La verdad es que Facundo Cabral, sin sospecharlo, tomó la decisión equivocada al aceptar la propuesta de Fariñas de que él personalmente lo llevaría al aeropuerto La Aurora al día siguiente. en lugar de tomar el “shuttle” del hotel, tal y como lo tenía previsto.

Lamentablemente Cabral resultó ser una víctima más de las cientos de personas que a diario son asesinadas, violadas, golpeadas y robadas en los países centroamericanos. Tal vez este absurdo asesinato, haga que la ciudadanía despierte y demande de sus gobiernos serias y eficientes políticas públicas que detengan esta ola de violencia. ¿Qué han hecho efectivamente las autoridades correspondientes para detener la violencia en Centroamérica?

En Nicaragua pasaron en los noticieros un video sobre la participación de la Policía Nacional en la conferencia internacional sobre seguridad en Centroamérica realizada recientemente en Guatemala.
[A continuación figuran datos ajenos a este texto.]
PR #4071, opened 2024-03-18
GEN-1937 - fix(bankid): launching on IOS

guilhermespopolin:
## Describe your changes

Improves a little bit the experience for IOS users that **open up hedvig-com in another browser other than safari**. For the case you've open it on Safari while having another browser as the default one, _Bankid App_ will redirect to your default browser and I'm afraid there's nothing we can do about it. At least the Safari tab that will be on the current state so although not perfect, the user can still go back to hevig-com manually. 

Raised as an issue during a testing session. We can't solve the actual issue but we can at least make things a little bit better for other cases.

### DIFF
--- a/apps/store/src/components/BankIdV6Dialog/BankIdV6Dialog.tsx
+++ b/apps/store/src/components/BankIdV6Dialog/BankIdV6Dialog.tsx
@@ -5,7 +5,7 @@ import Link from 'next/link'
 import { useTranslation } from 'next-i18next'
 import { QRCodeSVG } from 'qrcode.react'
 import { useEffect, useRef, type ReactNode } from 'react'
-import { isMobile, isIOS } from 'react-device-detect'
+import { isMobile, isIOS, isChrome, isFirefox, isOpera } from 'react-device-detect'
 import {
   Button,
   type ButtonProps,
@@ -34,7 +34,7 @@ import {
   qrOnAnotherDeviceLink,
 } from './BankIdV6Dialog.css'
 
-export const BankIdV6Dialog = () => {
+export function BankIdV6Dialog() {
   const { t } = useTranslation('bankid')
   const { startLogin, cancelLogin, cancelCheckoutSign, currentOperation } = useBankIdContext()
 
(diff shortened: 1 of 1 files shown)


apps/store/src/components/BankIdV6Dialog/BankIdV6Dialog.tsx
```diff
@@ -218,20 +218,31 @@ export const BankIdV6Dialog = () => {
...
-  // For IOS though, 'redirect' must have a value. '#bankid-auth' is a 'hack'
-  // for returning to the same safari tab.
-  bankidUrl.searchParams.append('redirect', isIOS ? `${window.location.href}#bankid-auth` : 'null')
+  bankidUrl.searchParams.append('redirect', getReturnURL())
 
   return bankidUrl.toString()
 }
 
-const useTryAgainButtonProps = (bankIdOperation: BankIdOperation | null): Partial<ButtonProps> => {
+function getReturnURL() {
```
Youakeem, line 230: I am curious, how will this change prevent the redirect on iOS?

Youakeem (approved):

apps/store/src/components/BankIdV6Dialog/BankIdV6Dialog.tsx
guilhermespopolin: Yes, so before we had this:

```bankidUrl.searchParams.append('redirect', isIOS ? `${window.location.href}#bankid-auth` : 'null')```

_BankId_ recommends to 'null' as the `redirect` param. That will just work with IOS being the only exception. For it, redirect must be provided otherwise user will have to manually move from _BankId_ app to hedvig-com. Before we were providing `redirect` for IOS but the are cases when it still will not work. So we passing 'null' for IOS as well which will prevent the redirect.

guilhermespopolin:
### Merge activity

* **Mar 19, 12:18 PM EDT**: @guilhermespopolin started a stack merge that includes this pull request via [Graphite](https://app.graphite.dev/github/pr/HedvigInsurance/racoon/4071).

apps/store/src/components/BankIdV6Dialog/BankIdV6Dialog.tsx
Youakeem: Thank you, sir!

PR #4074, opened 2024-03-18
fix: Validate debug session SSN server side

Youakeem:
## Describe your changes
Remove the fallback test SSN and validate input on the server side.

We agreed to not fallback to a test SSN for this feature and handle missing input on the server.

### DIFF
--- a/apps/store/src/app/debugger/actions.ts
+++ b/apps/store/src/app/debugger/actions.ts
@@ -21,7 +21,6 @@ import { PageLink } from '@/utils/PageLink'
 
 const DEFAULT_LOCALE: RoutingLocale = 'se-en'
 const DEFAULT_COUNTRY_CODE = CountryCode.Se
-const TEST_SSN = '199808302393'
 const productNames = ['SE_APARTMENT_RENT', 'SE_ACCIDENT'] as const
 
 const getRandomEmailAddress = () => {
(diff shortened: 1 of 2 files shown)


Youakeem:
* **#4074** <a href="https://app.graphite.dev/github/pr/HedvigInsurance/racoon/4074?utm_source=stack-comment-icon" target="_blank">Graphite</a> 👈
* `main`

<h2></h2>

apps/store/src/app/debugger/actions.ts
```diff
@@ -21,20 +21,34 @@ import { PageLink } from '@/utils/PageLink'
...
 const getRandomEmailAddress = () => {
   const randomId = Math.random().toString(36).substring(2, 5)
   return `sven.svensson.${randomId}@hedvig.com`
 }
 
-export const createCustomerSession = async (formData: FormData) => {
-  try {
-    const ssn = formData.get('ssn') || TEST_SSN
+type CreateCustomerSessionFormState = null | {
+  errors?: {
```
alebedev, line 32: Let's think how we can model this better
- Most errors would be non-field specific.  We can probably assume at most one such error at a time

Pero las noticias de los diarios y los testimonios de las propias víctimas demuestran que gran parte de lo que fueron a decir son falsedades, y que si en otros tiempos la Policía Nacional demostró profesionalismo y eficiencia, ahora esto es más propaganda que realidad. ¿Puede ser Nicaragua un país seguro cuando te quitan la vida por un celular, un par de tenis o una computadora? ¿Es seguro un país donde la violencia contra las mujeres y las niñas, es el pan de todos los días, y los agresores quedan impunes, e incluso ostentan altos cargos en el gobierno? ¿Será seguro Nicaragua con una Policía incapaz de proteger la libre circulación de vehículos y personas y de meter en cintura a las agresivas turbas pro gobierno? Un país, donde Poder Judicial, Fiscalía y Contraloría están controlados por partidos políticos, y funcionan basados en sus intereses y no por lo que dicta la Constitución, ¿será el lugar indicado para asentarse e invertir?

Lo contradictorio es que mientras la gente común se las ingenia para defenderse de los delincuentes, esta Policía que habla maravillas de sí misma ocupó mil quinientos efectivos policiales y gastó más de cien mil dólares en pocas horas, únicamente en protección personal del presidente Daniel Ortega, cuando asistió a una actividad partidaria.

Los resultados finales de las investigaciones; quizá den respuesta a mis preguntas: ¿Por qué razón el representante de Cabral, David Llanos, puso a este artista de gran nivel en manos de una persona cuyo negocio son los prostíbulos de lujo? Si Facundo Cabral ya había pasado por Nicaragua, ¿qué lo traía por segunda vez?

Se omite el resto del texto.